PR #451, opened 2025-11-07
Add reporting of resource extraction to IAMC structure

khaeru:
Per discussion 2025-11-03, this PR gives a proof-of-concept for implementation of one reporting 'table' (measure) using the Reporter class. See in particular the added module `.report.extraction` and [the function `.report.extraction.callback()`](https://github.com/iiasa/message-ix-models/blob/enh/report-extr/message_ix_models/report/extraction.py#L28).

Some things to observe about the implementation:
- Reporting for this measure **starts from** specific quantities that are already present in the Reporter, thanks to the default behaviour of message_ix and other code.
  - If other reporting tasks also use the same inputs, they can be supplied from memory/cache and not recomputed.
- For **aggregation**, lists of codes (in this case, for the `c`/`commodity` dimension) are derived from the same files (in this case, commodity.yaml) that describe the model structure.
  - This ensures a single point of reference/truth for both model-building and -reporting.
  - The function itself should require minimal adjustment in the future; its behaviour will follow changes to commodity.yaml (or use of different commodity code lists for particular model variants).
  - The same data structures from the same keys can be used in any other module.
- The `callback()` function:
  - First adds some tasks specific to this measure, to get all the right values ready in genno.Quantity format and 'full' dimensionality.
  - Then uses a utility class (IAMCConversion) to set up more tasks that 'finalize' the IAMC-structured data, perform some partial sums, do renaming, assign units, etc.

Some things to observe about the PR:
- The new tasks are added in a 5-line function. The function is in a submodule of `.report`; a 'flat'/wide arrangement of similar reporting code will make for easier maintenance and readability than 1 or a few files with >1000 lines.
- The new function/module is added to `.report.config._default_callbacks`.
  This ensures it is called every time `prepare_reporter()` is called (unless user code deliberately removes it).
- The variables `.report.util.NOT_IMPLEMENTED_{IAMC,MEASURE}` and the expectation of `.test_report.test_compare()` are adjusted to reflect the additions.

Future PRs could make similar changes.

## How to review

- Read the function linked above.
- Comment on whether documentation allows to (a) understand its behaviour and (b) follow it as a pattern for expanding reporting of other quantities.

## PR checklist

- [x] Update doc/whatsnew.

### DIFF
--- a/doc/api/report/index.rst
+++ b/doc/api/report/index.rst
@@ -139,12 +139,36 @@ API reference
 .. automodule:: message_ix_models.report
    :members:
 
+   General-purpose code:
+
    .. autosummary::
 
       Config
+      defaults
       prepare_reporter
       register
       report
+
+   The following submodules prepare reporting of specific measures or quantities:
+
+   .. autosummary::
+      :toctree: _autosummary
+      :template: autosummary-module.rst
+      :recursive:
+
+      extraction
+
+.. currentmodule:: message_ix_models.report.key
+
+Keys
+----
+
+.. automodule:: message_ix_models.report.key
+   :members:
+
+   Pre-set :class:`genno.Key` instances
+   and :class:`genno.Keys` in this module can be referenced across modules,
+   instead of hand-typing the same strings in multiple places.
 
 .. currentmodule:: message_ix_models.report.plot
 
@@ -167,17 +191,25 @@ Operators
 
    .. autosummary::
 
+      broadcast_wildcard
+      call
       codelist_to_groups
       compound_growth
       exogenous_data
       filter_ts
       from_url
+      get_commodity_groups
       get_ts
       gwp_factors
       make_output_path
       model_periods
+      node_glb
+      nodes_world_agg
       remove_ts
+      select_allow_empty
+      select_expand
       share_curtailment
+      zeros_like
 
    The following functions, defined elsewhere,
    are exposed through :mod:`.operator`
@@ -186,6 +218,8 @@ Operators
    .. autosummary::
 
       message_ix_models.util.add_par_data
+      message_ix_models.util.merge_data
+      message_ix_models.util.nodes_ex_world
 
    Other operators or genno-compatible functions are provided by:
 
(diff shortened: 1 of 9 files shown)


yiyi1991:
Thank you so much Paul! I was able to run `ctx.report.key = "all::iamc"` and generated one extraction variable output file. 

This is a good example to follow (e.g., for adding one variable category, and for adding building-related variables reporting). **Please feel free to merge this PR.** 

This is not the best place but let me list two things I immediately sensed difficulties if we want to reproduce more complex power/material reporting under the same framework. 

The first **byproduct** issue becomes ok after I took a scecond look. 
https://github.com/iiasa/message-ix-models/blob/dc816406cc009d4aeae0851b47f4cc9f0001c66a/message_ix_models/model/material/report/reporting.py#L1709-L1712
When dealing with Final Energy variables, after retrieving all `in` flows by `df = rep.get("in:nl-t-ya-m-c-l")` with the explicit naming `flow\|level\|commodity\|tech\|mode`, we filtered them by level `final` (as only energy commodities use that level). Then the byproduct gases need to be excluded or even treated as negative energy input in specific scopes (e.g., bf_gas are generated by blast furnace but mostly immediately used by basic oxygen furnace, similarly those coke oven gas, but they should be counted under emission accounting.). But we can work with an, e.g., `excluding_comm` list to the key `c` right?

The second one is **dealing with different levels mapping to the same variable**. 
https://github.com/iiasa/message-ix-models/blob/dc816406cc009d4aeae0851b47f4cc9f0001c66a/message_ix_models/data/material/reporting/fe.yaml#L379-L383
To handle this the material reporting simply uses pandas groupby after genno. After 10 minutes digging, I think I need additional help to get genno handle that flexibly too. 

In short, I think as a maintainer I get the idea of what to do with the commodity.yaml. My understanding is, the commodities with the same commodity names in gdx but different levels, they should be treated as different commodities here in this yaml? E.g., the commodity `steel` has 9 levels, including `product` and `new_scrap`, which go to different iamc variables. You will see more level names in the upcoming bilateral trade...
https://github.com/iiasa/message-ix-models/blob/dc816406cc009d4aeae0851b47f4cc9f0001c66a/message_ix_models/data/commodity.yaml#L61-L67

PR #453, opened 2025-11-11
Swap macos-13 → -15-intel runners in CI

khaeru:
Per actions/runner-images#13046:
- The `macos-13` runner images are deprecated and will become unavailable.
- A new image `macos-15-intel` is available.

The reason we were still using `macos-13` is that message-ix-models still supports ixmp/message_ix v3.8 and v3.9. These versions neither (a) bundled binary GAMS libraries for arm64 (such as needed on the `macos-latest` runner) nor (b) included iiasa/ixmp#532 that adapted JDBCBackend to locate these libraries within the local GAMS installation. Thus, tests for these versions can't be run on arm64 systems (like `macos-latest`) and had to run on `macos-13`, which is x86-64. The new `-intel` image makes it possible to run the tests.

## How to review

- Read the diff/

## PR checklist

- ~Add, expand, or update documentation.~ N/A; CI changes only.
- ~Update doc/whatsnew~ ditto.
- [x] (After approval, before merge) Rebase to drop the TEMPORARY commit.

### DIFF
--- a/.github/workflows/pytest.yaml
+++ b/.github/workflows/pytest.yaml
@@ -99,7 +99,7 @@ jobs:
         # Minimum version given in pyproject.toml + earlier version of Python
         # For this job only, the oldest version of Python supported by message-ix-models
         - { upstream: v3.8.0,  python: "3.10"  }  # Released 2024-01-12
-        - { upstream: v3.9.0,  python: "3.14" }  # 2024-06-04
+        - { upstream: v3.9.0,  python: "3.13" }  # 2024-06-04
         - { upstream: v3.10.0, python: "3.14" }  # 2025-02-21
         # Latest released version + latest released Python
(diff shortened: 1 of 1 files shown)


glatterf42 (approved):
Looks good to me for the most part. Just one question about this failure that we see only on `ubuntu-latest-py3.14-upstream >= 3.11.0`:

```
FAILED message_ix_models/tests/model/transport/test_report.py::test_simulated_iamc - AssertionError: assert {'Energy Serv...nger|LDV|BEV'} <= {'Transport|S...nger|LDV|BEV'}
  
  Extra items in the left set:
  'Final Energy|Transportation|Bus'
  'Energy Service|Transportation|Domestic Aviation'
```

Is that expected or should/could this be fixed by this PR, too?

PR #456, opened 2025-11-12
Improve IAMCConversion

### LINKED ISSUE #454: Handle quantities with 2+ `n`/`y` dims in IAMCConversion
@junukitashepard found a limitation of this code:
https://github.com/iiasa/message-ix-models/blob/cb47229541975f818a9b84611d89ad2380af6766/message_ix_models/report/__init__.py#L153-L162

The particular application was conversion of `out:nd-nl-t-ya-c` to 2 different quantities:
1. For "Gross Exports":
   - The `nl` (i.e. the exporting node/region) dimension should be mapped to the IAMC `region` dimension
   - The `nd` (the importing region) dimension should be collapsed into the labels for the IAMC `variable` dimension.
2. For "Gross Imports", it's the reverse:
   - The `nd` dimension should be mapped to the IAMC `region` dimension.
   - The `nl` dimension should be collapsed into the labels for the IAMC `variable` dimension.

The way the code currently sets the default existence and contents of the "rename" setting does not allow to do (2).

We identified a workaround, but **to resolve** on `main`:
- Add tests.
- Adjust the code.
  - In #451, similar (simplified) code was added for in the [.report.util.IAMCConversion](https://docs.messageix.org/projects/models/en/latest/api/report/index.html#message_ix_models.report.util.IAMCConversion) class. I think it has the same limitations. In fixing this issue, I'd prefer to drop the function in report/\_\_init__.py, or slim it down to simply chain to the class.
- Improve documentation.

khaeru:
Closes #454.

## How to review

**TBA**

## PR checklist

- [ ] Update doc/whatsnew.

### DIFF
--- a/message_ix_models/model/structure.py
+++ b/message_ix_models/model/structure.py
@@ -1,10 +1,11 @@
 import logging
 import re
-from collections import ChainMap
-from collections.abc import Mapping, MutableMapping
+from collections import ChainMap, defaultdict
+from collections.abc import Iterator, Mapping, MutableMapping
 from copy import copy
 from functools import cache
-from itertools import product
+from itertools import product, starmap
+from typing import Literal
 
 import click
 import pandas as pd
@@ -15,7 +16,7 @@ from sdmx.model.common import Code, Codelist
 from sdmx.model.v21 import Annotation
 
 from message_ix_models.util import load_package_data, package_data_path
-from message_ix_models.util.sdmx import as_codes
+from message_ix_models.util.sdmx import as_codes, leaf_ids
 
 log = logging.getLogger(__name__)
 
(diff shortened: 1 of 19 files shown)


message_ix_models/model/structure.py
```diff
@@ -217,6 +218,57 @@ def generate_set_elements(data: MutableMapping, name) -> None:
         data[name]["indexers"] = indexers
 
 
+@cache
+def get_technology_groups() -> dict[Literal["t"], dict[str, list[str]]]:
```
yiyi1991, line 222: Surprisingly found that input `c` + `l` and output `c` + `l` are not enough to describe a group of technologies in the current version. 

I tried to use it to get a group of "fossil power generation" technologies, which worked well. 
Then I moved on to "solar power generation" technologies. I found that the `solar_res_*`s in the current model version do not use input at all, and they are also not the only technologies that do not use input (also winds). 

Maybe it is not a bad idea to add dummy commodity input or real ones (to get proper Primary Energy|Solar).

khaeru: > I found that the `solar_res_*`s in the current model version do not use input at all, and they are also not the only technologies that do not use input (also winds).
> 
> Maybe it is not a bad idea to add dummy commodity input or real ones (to get proper Primary Energy|Solar).

That could be one way to do it.

Other options—not necessarily mutually exclusive:
1. Add function(s) that call `get_technology_groups()` and then **further process** the return values to add, modify, remove, combine, etc. So for instance, one could take one of the lists and filter only entries like `name.startswith("solar_res")` or similar.
2. Add extra "annotations" and to technology.yaml:
   ```yaml
   solar_res1:
     name: solar_res1
     description: Maximum solar electricity potential 1
     type: secondary
     sector: electricity
     output: [electr, secondary]
     groups: ["solar res", "foo", "bar"]
   ```
   …and improve get_technology_groups() to add such tech IDs to the named groups.
3. Add extra 'parent' technologies with 'children' to technology.yaml:
   ```yaml
   SOLAR RES:
     name: Group of all solar potential technologies
     child: [solar_res1, solar_res2, ...]
   ```
   (This is done in the transport technology.yaml, for instance [here](https://github.com/iiasa/message-ix-models/blob/c33fe60e47227e763009bec6401afe290bc66971/message_ix_models/data/transport/technology.yaml#L438-L441), but not yet in the 'main' one.)
   get_technology_groups() can then understand that "SOLAR RES" *should not* be added to the Scenario's `technology` set, but *should* be interpreted as/included in the list of groups.

In the case of (2), (3), and the "dummy" inputs, the information still lives in the YAML file; in (1) the information is produced by code. So I would prefer the former for that reason.

Can you give any example(s) (1 or more) of groups of technologies that need to be available? I can add them to the tests and then make sure that the code can produce them.

yiyi1991: Ah thanks. The 2 and 3 make quite much sense. We should avoid making gdx bigger indeed. 
I was basically going through the technology groups sitting in lhs/rhs here. 

https://github.com/iiasa/message_data/blob/dev/data/policies/default_config.yaml#L810-L881

Will come back with examples once I finish.

PR #822, opened 2022-08-10
[DO NOT MERGE] See if CI passes on Julia nightly when `JULIA_NUM_THREADS` is set to `2`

□ □ □ □

▶ _Exercise_: Return all lines in the entries above that carry the word "typing".

▶ _Response to this exercise_:
+   instead of hand-typing the same strings in multiple places.
+from typing import Literal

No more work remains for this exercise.